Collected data
PR #253, opened 2023-05-09
RANGER-4230: Add REST APIs to force delete external users & groups

kumaab:
Addition of 2 new REST APIs to delete external users and groups.
The proposed approach uses existing methods for deletion of users & groups via 2 REST API calls(1 for users and 1 for groups), all the processing of deletes happen in Java with immediate transaction commit for every user/group.

Stats(time taken):
- Users:
  - Deletion of **50k** users takes: **33 mins 28 seconds** @ **40 ms** per delete operation (This is still expensive, more on this later)
- Groups:
  - Deletion of **100k** groups takes: **2 mins 51 seconds** @ **1.7 ms** per delete operation.

Current benchmark: **5.3** seconds for every delete operation. ([info](https://issues.apache.org/jira/browse/RANGER-3794))
Improvement(via this PR): **133X** (for ex: to delete 50k users via current python scripts it would take 3 days and 2 hrs approx.)

To further improve the running time of user deletes, db schema changes would be required as one possible approach.
On average per delete operation 35 ms/40 ms (~ 88%) of the time goes in updating 64 tables which have FK constraints on _**x_portal_user**_ (more info [here](https://github.com/apache/ranger/blob/aea071ca7c029e45e08beb7392d50c582f0e0c68/security-admin/src/main/java/org/apache/ranger/service/XPortalUserService.java#L195))

To avoid this "ON DELETE CASCADE/NULL" needs to be enabled for the respective db tables, which may improve the performance of the API significantly. This will be taken up in another jira to target best achievable running time for large no. of users/groups deletion.

## How was this patch tested?

Tested using docker.

Tested the latest patch with the following REST API calls:
* service/xusers/delete/external/groups?name=group_usertest_3982_b
* service/xusers/delete/external/groups?isVisible=0
* service/xusers/delete/external/groups?isVisible=0&groupSource=0
* service/xusers/delete/external/groups?syncSource=File
* service/xusers/delete/external/groups?syncSource=None

* service/xusers/delete/external/users?name=usertest_41305
* service/xusers/delete/external/users?isVisible=0&userSource=0
* service/xusers/delete/external/users?syncSource=None
* service/xusers/delete/external/users?emailAddress=xyz5@gmail.com

### DIFF
--- a/security-admin/src/main/java/org/apache/ranger/biz/XUserMgr.java
+++ b/security-admin/src/main/java/org/apache/ranger/biz/XUserMgr.java
@@ -33,6 +33,7 @@ import java.util.Set;
 import org.apache.commons.collections.CollectionUtils;
 import org.apache.commons.collections.MapUtils;
 import org.apache.commons.lang.StringUtils;
+import org.apache.hadoop.util.Time;
 import org.apache.ranger.biz.ServiceDBStore.REMOVE_REF_TYPE;
 import org.apache.ranger.common.*;
 import org.apache.ranger.common.db.RangerTransactionSynchronizationAdapter;
@@ -2197,6 +2198,33 @@ public class XUserMgr extends XUserMgrBase {
 		}
 	}
 
+	public void bulkDeleteGroups(){
+		// get all external groups
+		long timeNow = Time.now();
+		List<Long> groupsIds = daoManager.getXXGroup().findByGroupSource(1);
+		logger.info("External groups fetched in memory!");
+		logger.info(String.format("Time taken to fetch users in memory = %d", (Time.now() - timeNow)));
+		logger.info("No of external groups is " + groupsIds.size());
+		long curTime = Time.now();
+		for(Long userId: groupsIds){
+			TransactionTemplate txTemplate = new TransactionTemplate(txManager);
+			txTemplate.setPropagationBehavior(TransactionDefinition.PROPAGATION_REQUIRES_NEW);
+			try {
+				txTemplate.execute(new TransactionCallback<Object>() {
+					@Override
+					public Object doInTransaction(TransactionStatus status) {
+						deleteXGroup(userId, true);
+						return null;
+					}
+				});
+			} catch (Throwable ex) {
+				logger.error("bulkDeleteGroups(): Failed to delete DB for group id: " + userId + " ", ex);
+				throw new RuntimeException(ex);
+			}
+		}
+		logger.info(String.format("Force Deletion of %d groups took %d milliseconds", groupsIds.size(), (Time.now() - curTime)));
+	}
+
 	private void blockIfZoneGroup(Long grpId) {
 		List<XXSecurityZoneRefGroup> zoneRefGrpList = daoManager.getXXSecurityZoneRefGroup().findByGroupId(grpId);
 		if (CollectionUtils.isNotEmpty(zoneRefGrpList)) {
@@ -2398,6 +2426,32 @@ public class XUserMgr extends XUserMgrBase {
 				xaBizUtil.createTrxLog(trxLogList);
 			}
 		}
+	}
+
+	public void bulkDeleteUsers(){
+		// get all external users
+		long timeNow = Time.now();
+		List<Long> userIds = daoManager.getXXUser().findByUserSource(1);
+		logger.info(String.format("%d External users fetched in memory!", userIds.size()));
+		logger.info(String.format("Time taken to fetch users in memory = %d", (Time.now() - timeNow)));
+		long curTime = Time.now();
+		for(Long userId: userIds){
+			TransactionTemplate txTemplate = new TransactionTemplate(txManager);
+			txTemplate.setPropagationBehavior(TransactionDefinition.PROPAGATION_REQUIRES_NEW);
+			try {
+				txTemplate.execute(new TransactionCallback<Object>() {
+					@Override
+					public Object doInTransaction(TransactionStatus status) {
+						deleteXUser(userId, true);
+						return null;
+					}
+				});
+			} catch (Throwable ex) {
+				logger.error("bulkDeleteUsers(): Failed to delete DB for user id: " + userId + " ", ex);
+				throw new RuntimeException(ex);
+			}
+		}
+		logger.info(String.format("Force Deletion of %d users took %d milliseconds", userIds.size(), (Time.now() - curTime)));
 	}
 
 	private void blockIfZoneUser(Long id) {
--- a/security-admin/src/main/java/org/apache/ranger/biz/XUserMgr.java
+++ b/security-admin/src/main/java/org/apache/ranger/biz/XUserMgr.java
@@ -2198,31 +2198,29 @@ public class XUserMgr extends XUserMgrBase {
 		}
 	}
 
-	public void bulkDeleteGroups(){
-		// get all external groups
-		long timeNow = Time.now();
-		List<Long> groupsIds = daoManager.getXXGroup().findByGroupSource(1);
-		logger.info("External groups fetched in memory!");
-		logger.info(String.format("Time taken to fetch users in memory = %d", (Time.now() - timeNow)));
-		logger.info("No of external groups is " + groupsIds.size());
-		long curTime = Time.now();
-		for(Long userId: groupsIds){
+	public void forceDeleteGroups(List<VXGroup> groups){
+		long startTime = Time.now();
+		for(VXGroup group: groups){
+			Long groupId = group.getId();
 			TransactionTemplate txTemplate = new TransactionTemplate(txManager);
 			txTemplate.setPropagationBehavior(TransactionDefinition.PROPAGATION_REQUIRES_NEW);
 			try {
 				txTemplate.execute(new TransactionCallback<Object>() {
 					@Override
 					public Object doInTransaction(TransactionStatus status) {
-						deleteXGroup(userId, true);
+						deleteXGroup(groupId, true);
 						return null;
 					}
 				});
 			} catch (Throwable ex) {
-				logger.error("bulkDeleteGroups(): Failed to delete DB for group id: " + userId + " ", ex);
+				logger.error("forceDeleteGroups(): Failed to delete group id: " + groupId + " ", ex);
 				throw new RuntimeException(ex);
 			}
 		}
-		logger.info(String.format("Force Deletion of %d groups took %d milliseconds", groupsIds.size(), (Time.now() - curTime)));
+		if (groups.size() > 0) {
+			logger.info(String.format("Force Deletion of %d groups took %d milliseconds",
+					groups.size(), (Time.now() - startTime)));
+		}
 	}
 
 	private void blockIfZoneGroup(Long grpId) {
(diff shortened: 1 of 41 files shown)


security-admin/src/main/java/org/apache/ranger/rest/XUserREST.java
```diff
@@ -863,6 +868,49 @@ public void deleteXUserByUserName(@PathParam("userName") String userName,
...
+	public Response deleteXUsers() {
+		if (!usersDeletionInProgress){
+			synchronized (XUserREST.class) {
+				usersDeletionInProgress = true;
+				xUserMgr.bulkDeleteUsers();
+				usersDeletionInProgress = false;
+			}
+			return Response.ok("External users deleted successfully").build();
+		}
+		return Response.ok("Users Deletion in progress, check ranger admin logs!").build();
```
mneethiraj: Instead of returning 'ok', consider returning an error code like 409 (conflict).

security-admin/src/main/java/org/apache/ranger/rest/XUserREST.java
```diff
@@ -863,6 +868,49 @@ public void deleteXUserByUserName(@PathParam("userName") String userName,
...
+	public Response deleteXGroups() {
+		if (!groupsDeletionInProgress) {
+			synchronized (XUserREST.class) {
+				groupsDeletionInProgress = true;
+				xUserMgr.bulkDeleteGroups();
+				groupsDeletionInProgress = false;
+			}
+			return Response.ok("External groups deleted successfully").build();
+		}
+		return Response.ok("Groups Deletion in progress, check ranger admin logs!").build();
```
mneethiraj: Instead of returning 'ok', consider returning an error code like 409 (conflict).

security-admin/src/main/java/org/apache/ranger/rest/XUserREST.java
```diff
@@ -165,6 +166,10 @@ public class XUserREST {
 	
 	static final Logger logger = LoggerFactory.getLogger(XUserMgr.class);
 
+	static volatile boolean usersDeletionInProgress = false;
```
mneethiraj: Use of static variables wouldn't work in HA deployments, as subsequent request might be going to a different instance. Why is it critical to avoid multiple simultaneous calls?

security-admin/src/main/resources/META-INF/jpa_named_queries.xml
```diff
@@ -161,6 +161,20 @@
 		</query>
 	</named-query>
 
+	<named-query name="XXUser.findByUserSource">
```
mneethiraj: XXUser.findByUserSource => XXUser.getUserIdsForSource

security-admin/src/main/resources/META-INF/jpa_named_queries.xml
```diff
@@ -161,6 +161,20 @@
...
+		<query>
+			SELECT user.id FROM XXUser user, XXPortalUser portalUser
+			WHERE user.name = portalUser.loginId and portalUser.userSource = :userSource
+		</query>
+	</named-query>
+
+	<named-query name="XXGroup.findByGroupSource">
```
mneethiraj: XXGroup.findByGroupSource => XXGroup.getGroupIdsForSource

security-admin/src/main/java/org/apache/ranger/biz/XUserMgr.java
```diff
@@ -2197,6 +2198,33 @@ public void deleteXGroup(Long id, boolean force) {
 		}
 	}
 
+	public void bulkDeleteGroups(){
```
mneethiraj: bulkDeleteGroups() => forceDeleteAllExternalGroups()

security-admin/src/main/java/org/apache/ranger/biz/XUserMgr.java
```diff
@@ -2400,6 +2428,32 @@ public synchronized void deleteXUser(Long id, boolean force) {
 		}
 	}
 
+	public void bulkDeleteUsers(){
```
mneethiraj: bulkDeleteUsers() => forceDeleteAllExternalUsers()

security-admin/src/main/java/org/apache/ranger/rest/XUserREST.java
```diff
@@ -863,6 +868,49 @@ public void deleteXUserByUserName(@PathParam("userName") String userName,
...
+	/**
+	 * Proceed with caution: Force deletes users in bulk from the ranger db,
+	 * essentially serves as a cleanup Op for external users.
+	 * <tt>Delete</tt> happens one at a time with immediate commit on the transaction.
+	 */
+	@DELETE
+	@Path("/delete/external/users")
+	@PreAuthorize("hasRole('ROLE_SYS_ADMIN')")
+	@Produces({ "application/json" })
+	public Response deleteXUsers() {
```
mneethiraj: Instead of an API specifically to delete all external users, consider a generic API that let's the call specify the users to delete via query-params - similar to in searchXUsers():

```
@DELETE
@Path("/users")
@PreAuthorize("hasRole('ROLE_SYS_ADMIN')")
@Produces({ "application/json" })
public Response deleteUsers(@Context HttpServletRequest request) {
  SearchCriteria searchCriteria = searchUtil.extractCommonCriterias(request, xUserService.sortFields);

  // TODO: update searchCriteria with query-params 

  Long<Long> userIds = xUserMgr.deleteUsers(searchCriteria);

  return Response.ok(userIds.size() + " external users deleted successfully").build();
}

```

security-admin/src/main/java/org/apache/ranger/rest/XUserREST.java
```diff
@@ -863,6 +868,49 @@ public void deleteXUserByUserName(@PathParam("userName") String userName,
...
+	/**
+	 * Proceed with caution: Force deletes groups in bulk from the ranger db,
+	 * essentially serves as a cleanup Op for external groups.
+	 * <tt>Delete</tt> happens one at a time with immediate commit on the transaction.
+	 */
+	@DELETE
+	@Path("/delete/external/groups")
+	@PreAuthorize("hasRole('ROLE_SYS_ADMIN')")
+	@Produces({ "application/json" })
+	public Response deleteXGroups() {
```
mneethiraj: Instead of an API specifically to delete all external users, consider a generic API that let's the call specify the users to delete via query-params - similar to in searchXUsers():

```
@DELETE
@Path("/groups")
@PreAuthorize("hasRole('ROLE_SYS_ADMIN')")
@Produces({ "application/json" })
public Response deleteGroups(@Context HttpServletRequest request) {
  SearchCriteria searchCriteria = searchUtil.extractCommonCriterias(request, xGroupUserService.sortFields);

  // TODO: update searchCriteria with query-params 

  Long<Long> groupIds = xUserMgr.deleteGroups(searchCriteria);

  return Response.ok(groupIds.size() + " external groups deleted successfully").build();
}
```

kumaab: thanks for the suggestion, changes included in the latest patch.

security-admin/src/main/java/org/apache/ranger/rest/XUserREST.java
kumaab: thanks for the suggestion, changes included in the latest patch.

security-admin/src/main/java/org/apache/ranger/rest/XUserREST.java
kumaab: Sure, makes sense. Sometimes these calls might take long time to get a response, the idea was to get a response indicating the progress(like 30% deletion complete or deletion in progress check back later) in the interim via another simultaneous call.

security-admin/src/main/java/org/apache/ranger/rest/XUserREST.java
```diff
@@ -863,6 +864,61 @@ public void deleteXUserByUserName(@PathParam("userName") String userName,
 		xUserMgr.deleteXUser(vxUser.getId(), forceDelete);
 	}
 
+
+	/**
+	 * Proceed with <tt>caution</tt>: Force deletes users from the ranger db,
+	 * <tt>Delete</tt> happens one at a time with immediate commit on the transaction.
+	 */
+	@DELETE
+	@Path("/delete/external/users")
```
mneethiraj, line 876: I suggest replacing `external` in the URI with `force', since this API is not specific to external users i.e., userSource query-param.

security-admin/src/main/java/org/apache/ranger/rest/XUserREST.java
```diff
@@ -863,6 +864,61 @@ public void deleteXUserByUserName(@PathParam("userName") String userName,
...
+		xUserMgr.forceDeleteUsers(userList.getList());
+		return Response.ok(userList.getListSize() + " users deleted successfully").build();
+	}
+
+	/**
+	 * Proceed with <tt>caution</tt>: Force deletes groups from the ranger db,
+	 * <tt>Delete</tt> happens one at a time with immediate commit on the transaction.
+	 */
+	@DELETE
+	@Path("/delete/external/groups")
```
mneethiraj, line 918: I suggest replacing `external` in the URI with `force', since this API is not specific to external group i.e., groupSource query-param.

security-admin/src/main/java/org/apache/ranger/biz/XUserMgr.java
```diff
@@ -2400,6 +2426,31 @@ public synchronized void deleteXUser(Long id, boolean force) {
...
+				txTemplate.execute(new TransactionCallback<Object>() {
+					@Override
+					public Object doInTransaction(TransactionStatus status) {
+						deleteXUser(userId, true);
+						return null;
+					}
+				});
+			} catch (Throwable ex) {
+				logger.error("forceDeleteUsers(): Failed to delete user id: " + userId + " ", ex);
+				throw new RuntimeException(ex);
```
mneethiraj: This exception would cause delete operation to be aborted on the first failure, right? The response to the client wouldn't show that few users have been deleted. I would suggest the following changes:
- instead of aborting on the first failure, this method should attempt to delete subsequent users as well
- the return from this method should include list of users successfully deleted, and the list of users who couldn't be deleted

Similar updates in forceDeleteGroups() as well.

kumaab:
Addressed potential concerns of large memory consumption when bringing in the users and groups matching the search criteria, instead only bringing the ids in memory to be consumed later for deletion.

CC: @spolavarapu1, @mneethiraj

kumaab:
Tested the latest PR again with the same test cases as before (100k users & 50k groups), this incorporates changes from RANGER-4240 (from master), no significant difference in timings were observed(from the original timings - mentioned in description).

Before deletion:
ranger=> select count(*) from x_group_users;
 count  
--------
 199996
(1 row)
ranger=> select count(*) from x_group;
 count  
--------
 100002
(1 row)
ranger=> select count(*) from x_user;
 count 
-------
 50009
(1 row)

security-admin/src/main/java/org/apache/ranger/rest/XUserREST.java
kumaab: The API is now specific to external users, updated the PR sometime back.

security-admin/src/main/java/org/apache/ranger/rest/XUserREST.java
kumaab: The API is now specific to external groups, updated the PR sometime back.

security-admin/src/main/java/org/apache/ranger/biz/XUserMgr.java
kumaab: Sure, I'll revise the PR to continue with deletes despite failures. 

I believe getting the usernames for all users deleted/failed deletes is an overhead since this would result in another db call(with new jpa query), and ignoring the rare occurrence of transaction exceptions(in which we might not get the logs from deleteUser()), info regarding every user is already logged as part of deleteUser() where we print the username of the user getting deleted. For debugging purposes in case of transaction failures, username of the user is still retrievable using the userid in the catch block.

kumaab:
Tested python client with the following test cases:
`from apache_ranger.client.ranger_client import *` 
 `ranger = RangerClientPrivate('http://localhost:6080', ('admin', 'rangerR0cks!'))`


* ranger.force_delete_external_groups("isVisible=1&syncSource=XYZ"))
* ranger.force_delete_external_users("isVisible=0&userRole=ROLE_ADMIN_AUDITOR")) # takes both params to filter
* ranger.force_delete_external_groups("isVisible=0&ihdfiohjf=453")) # only takes the first param
* ranger.force_delete_external_users("isVisible=0"))
* ranger.force_delete_external_users("name=usertest_142"))
* ranger.force_delete_external_groups("syncSource=ABC"))
* ranger.force_delete_external_groups("syncSource=None"))
* ranger.force_delete_external_users()) # deletes all external users
* ranger.force_delete_external_groups()) # deletes all external groups

spolavarpau1 (approved):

◆ **YOUR INSTRUCTIONS**: Throughout the data above, report every line that contains the string "check".

◆ **ANSWER BOX**:
+		return Response.ok("Users Deletion in progress, check ranger admin logs!").build();
+		return Response.ok("Groups Deletion in progress, check ranger admin logs!").build();
kumaab: Sure, makes sense. Sometimes these calls might take long time to get a response, the idea was to get a response indicating the progress(like 30% deletion complete or deletion in progress check back later) in the interim via another simultaneous call.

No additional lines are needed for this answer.